→ TASK TO COMPLETE:
Wherever the word "html" occurs in the lines below, copy the whole line.

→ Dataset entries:

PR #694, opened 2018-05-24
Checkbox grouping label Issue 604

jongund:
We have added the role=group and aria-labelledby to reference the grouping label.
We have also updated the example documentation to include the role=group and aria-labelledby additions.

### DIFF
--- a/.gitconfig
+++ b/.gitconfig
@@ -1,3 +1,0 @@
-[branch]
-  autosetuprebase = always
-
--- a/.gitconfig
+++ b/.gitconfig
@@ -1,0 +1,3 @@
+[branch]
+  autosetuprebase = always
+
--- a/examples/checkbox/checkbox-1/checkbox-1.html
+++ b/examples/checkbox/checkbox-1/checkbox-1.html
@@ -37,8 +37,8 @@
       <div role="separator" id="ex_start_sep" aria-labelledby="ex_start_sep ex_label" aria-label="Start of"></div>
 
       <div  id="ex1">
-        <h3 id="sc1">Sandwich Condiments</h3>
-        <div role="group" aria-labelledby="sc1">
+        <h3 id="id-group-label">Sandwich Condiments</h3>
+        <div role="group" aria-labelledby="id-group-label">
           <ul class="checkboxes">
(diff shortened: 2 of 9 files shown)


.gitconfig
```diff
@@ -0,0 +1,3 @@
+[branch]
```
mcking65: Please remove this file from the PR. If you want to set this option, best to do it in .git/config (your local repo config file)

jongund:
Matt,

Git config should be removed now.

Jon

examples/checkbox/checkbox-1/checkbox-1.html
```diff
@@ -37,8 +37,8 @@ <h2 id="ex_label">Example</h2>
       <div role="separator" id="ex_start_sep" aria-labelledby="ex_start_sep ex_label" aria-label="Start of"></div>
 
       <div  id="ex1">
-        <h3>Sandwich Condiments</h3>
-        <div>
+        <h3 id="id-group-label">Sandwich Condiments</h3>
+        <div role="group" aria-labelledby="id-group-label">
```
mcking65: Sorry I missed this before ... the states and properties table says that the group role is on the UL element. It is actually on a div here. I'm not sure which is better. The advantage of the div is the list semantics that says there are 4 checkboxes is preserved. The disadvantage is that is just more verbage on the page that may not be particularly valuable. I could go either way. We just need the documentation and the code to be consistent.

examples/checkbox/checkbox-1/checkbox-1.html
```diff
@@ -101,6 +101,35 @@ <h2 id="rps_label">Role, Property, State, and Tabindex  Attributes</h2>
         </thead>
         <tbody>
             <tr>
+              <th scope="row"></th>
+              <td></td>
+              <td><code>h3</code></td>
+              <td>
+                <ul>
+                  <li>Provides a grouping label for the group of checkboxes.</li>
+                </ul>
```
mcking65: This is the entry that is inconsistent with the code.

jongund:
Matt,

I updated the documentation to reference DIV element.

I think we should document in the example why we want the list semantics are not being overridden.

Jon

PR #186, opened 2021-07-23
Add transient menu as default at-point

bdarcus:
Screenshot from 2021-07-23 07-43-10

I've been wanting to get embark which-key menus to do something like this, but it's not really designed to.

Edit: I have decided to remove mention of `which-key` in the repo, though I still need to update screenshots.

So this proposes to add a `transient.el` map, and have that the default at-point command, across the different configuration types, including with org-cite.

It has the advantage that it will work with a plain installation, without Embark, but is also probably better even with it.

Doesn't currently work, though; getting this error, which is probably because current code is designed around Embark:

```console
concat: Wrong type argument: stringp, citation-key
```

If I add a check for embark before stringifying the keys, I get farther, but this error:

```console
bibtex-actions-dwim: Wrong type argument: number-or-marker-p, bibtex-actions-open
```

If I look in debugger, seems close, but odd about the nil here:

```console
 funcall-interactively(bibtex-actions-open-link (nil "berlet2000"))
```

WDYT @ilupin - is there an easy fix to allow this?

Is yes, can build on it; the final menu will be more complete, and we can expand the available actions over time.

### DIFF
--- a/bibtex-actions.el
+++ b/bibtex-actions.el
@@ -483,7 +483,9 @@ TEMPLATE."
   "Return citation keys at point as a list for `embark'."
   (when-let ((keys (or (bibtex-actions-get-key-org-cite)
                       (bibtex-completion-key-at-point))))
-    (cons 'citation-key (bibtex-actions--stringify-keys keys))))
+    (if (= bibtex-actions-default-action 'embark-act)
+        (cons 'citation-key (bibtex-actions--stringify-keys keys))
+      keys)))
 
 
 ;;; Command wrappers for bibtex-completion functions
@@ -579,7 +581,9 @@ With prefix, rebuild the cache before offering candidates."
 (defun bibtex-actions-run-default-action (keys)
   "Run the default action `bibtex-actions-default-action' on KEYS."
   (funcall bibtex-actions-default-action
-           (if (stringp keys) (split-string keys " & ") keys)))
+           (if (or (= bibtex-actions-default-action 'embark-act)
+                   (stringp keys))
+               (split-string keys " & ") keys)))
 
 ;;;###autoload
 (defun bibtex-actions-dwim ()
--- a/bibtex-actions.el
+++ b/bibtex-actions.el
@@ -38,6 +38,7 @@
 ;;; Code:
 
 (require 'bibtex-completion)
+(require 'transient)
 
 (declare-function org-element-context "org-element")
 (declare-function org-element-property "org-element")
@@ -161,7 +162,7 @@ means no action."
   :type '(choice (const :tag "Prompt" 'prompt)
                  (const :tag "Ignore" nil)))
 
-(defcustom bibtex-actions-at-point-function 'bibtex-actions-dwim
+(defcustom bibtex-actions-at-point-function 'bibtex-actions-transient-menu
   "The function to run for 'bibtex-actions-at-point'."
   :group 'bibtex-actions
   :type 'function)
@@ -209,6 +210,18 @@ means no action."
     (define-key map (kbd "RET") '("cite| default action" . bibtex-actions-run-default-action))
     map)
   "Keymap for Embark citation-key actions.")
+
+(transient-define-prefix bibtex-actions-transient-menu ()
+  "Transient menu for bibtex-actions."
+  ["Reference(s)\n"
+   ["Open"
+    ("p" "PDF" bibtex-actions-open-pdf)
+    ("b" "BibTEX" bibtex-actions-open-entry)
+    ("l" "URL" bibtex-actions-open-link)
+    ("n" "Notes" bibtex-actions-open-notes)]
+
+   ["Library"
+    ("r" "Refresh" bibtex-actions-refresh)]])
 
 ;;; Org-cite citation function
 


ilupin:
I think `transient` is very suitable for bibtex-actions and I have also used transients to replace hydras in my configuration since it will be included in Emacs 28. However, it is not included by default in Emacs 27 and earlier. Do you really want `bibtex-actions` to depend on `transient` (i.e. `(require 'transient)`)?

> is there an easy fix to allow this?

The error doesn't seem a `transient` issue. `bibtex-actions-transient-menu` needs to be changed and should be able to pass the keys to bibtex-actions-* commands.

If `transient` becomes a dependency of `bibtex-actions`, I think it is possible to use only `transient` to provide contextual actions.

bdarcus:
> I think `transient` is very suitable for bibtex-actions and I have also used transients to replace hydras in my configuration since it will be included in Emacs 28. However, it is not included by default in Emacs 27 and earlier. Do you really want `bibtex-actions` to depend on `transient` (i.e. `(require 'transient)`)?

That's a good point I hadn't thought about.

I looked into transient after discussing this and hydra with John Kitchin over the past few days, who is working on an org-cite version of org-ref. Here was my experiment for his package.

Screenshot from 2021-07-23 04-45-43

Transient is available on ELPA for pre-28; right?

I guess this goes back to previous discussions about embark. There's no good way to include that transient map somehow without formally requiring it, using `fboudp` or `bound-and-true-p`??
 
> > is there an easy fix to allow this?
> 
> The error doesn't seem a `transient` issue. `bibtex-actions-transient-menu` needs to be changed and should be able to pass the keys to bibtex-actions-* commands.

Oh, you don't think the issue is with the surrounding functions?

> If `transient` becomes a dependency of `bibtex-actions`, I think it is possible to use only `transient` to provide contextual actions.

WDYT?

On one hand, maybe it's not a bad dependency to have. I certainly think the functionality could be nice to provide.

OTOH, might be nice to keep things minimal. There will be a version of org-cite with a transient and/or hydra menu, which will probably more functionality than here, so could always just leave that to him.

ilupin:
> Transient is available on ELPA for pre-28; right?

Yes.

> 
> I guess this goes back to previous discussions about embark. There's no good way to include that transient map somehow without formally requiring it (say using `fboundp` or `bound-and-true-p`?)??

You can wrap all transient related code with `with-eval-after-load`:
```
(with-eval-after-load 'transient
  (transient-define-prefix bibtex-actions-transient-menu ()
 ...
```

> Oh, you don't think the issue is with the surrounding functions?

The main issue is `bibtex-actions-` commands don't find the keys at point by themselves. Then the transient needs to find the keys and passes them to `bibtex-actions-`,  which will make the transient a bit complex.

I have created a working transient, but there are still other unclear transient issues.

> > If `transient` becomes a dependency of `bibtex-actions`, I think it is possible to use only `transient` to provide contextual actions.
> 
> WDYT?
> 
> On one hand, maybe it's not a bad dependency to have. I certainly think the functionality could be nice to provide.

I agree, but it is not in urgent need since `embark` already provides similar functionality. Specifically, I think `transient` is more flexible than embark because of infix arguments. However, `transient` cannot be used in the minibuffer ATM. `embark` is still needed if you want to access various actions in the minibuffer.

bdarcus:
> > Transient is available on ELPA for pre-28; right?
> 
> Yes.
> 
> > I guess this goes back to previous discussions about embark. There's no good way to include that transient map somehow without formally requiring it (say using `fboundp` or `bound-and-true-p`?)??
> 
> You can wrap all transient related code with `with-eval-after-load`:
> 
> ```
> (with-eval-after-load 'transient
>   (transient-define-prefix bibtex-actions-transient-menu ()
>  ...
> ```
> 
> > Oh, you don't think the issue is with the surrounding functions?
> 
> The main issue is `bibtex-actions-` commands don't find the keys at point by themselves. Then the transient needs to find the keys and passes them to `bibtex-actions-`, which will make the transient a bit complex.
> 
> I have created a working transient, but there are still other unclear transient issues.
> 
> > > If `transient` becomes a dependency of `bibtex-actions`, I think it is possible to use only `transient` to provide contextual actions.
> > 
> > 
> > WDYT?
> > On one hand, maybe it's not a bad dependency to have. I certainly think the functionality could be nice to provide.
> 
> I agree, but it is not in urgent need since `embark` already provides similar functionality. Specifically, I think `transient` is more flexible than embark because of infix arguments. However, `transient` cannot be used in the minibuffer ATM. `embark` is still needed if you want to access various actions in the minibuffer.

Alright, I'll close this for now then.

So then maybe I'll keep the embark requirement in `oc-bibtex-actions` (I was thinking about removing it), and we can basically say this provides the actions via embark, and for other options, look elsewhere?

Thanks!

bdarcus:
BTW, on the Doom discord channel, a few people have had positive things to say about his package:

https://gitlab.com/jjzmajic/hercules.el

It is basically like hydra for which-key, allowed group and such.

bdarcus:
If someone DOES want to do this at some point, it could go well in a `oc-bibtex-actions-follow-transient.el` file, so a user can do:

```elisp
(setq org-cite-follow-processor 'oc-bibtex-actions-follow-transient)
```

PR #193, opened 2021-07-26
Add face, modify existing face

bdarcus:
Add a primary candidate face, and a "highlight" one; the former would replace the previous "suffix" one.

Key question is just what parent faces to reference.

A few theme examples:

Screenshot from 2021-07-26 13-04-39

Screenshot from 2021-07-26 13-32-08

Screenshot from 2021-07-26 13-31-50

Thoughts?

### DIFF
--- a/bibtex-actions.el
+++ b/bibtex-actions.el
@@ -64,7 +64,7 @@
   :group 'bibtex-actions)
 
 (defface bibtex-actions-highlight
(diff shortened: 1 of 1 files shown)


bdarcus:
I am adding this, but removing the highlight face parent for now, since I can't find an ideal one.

→ RESPONSE TO THE EXERCISE:
--- a/examples/checkbox/checkbox-1/checkbox-1.html
+++ b/examples/checkbox/checkbox-1/checkbox-1.html
examples/checkbox/checkbox-1/checkbox-1.html
examples/checkbox/checkbox-1/checkbox-1.html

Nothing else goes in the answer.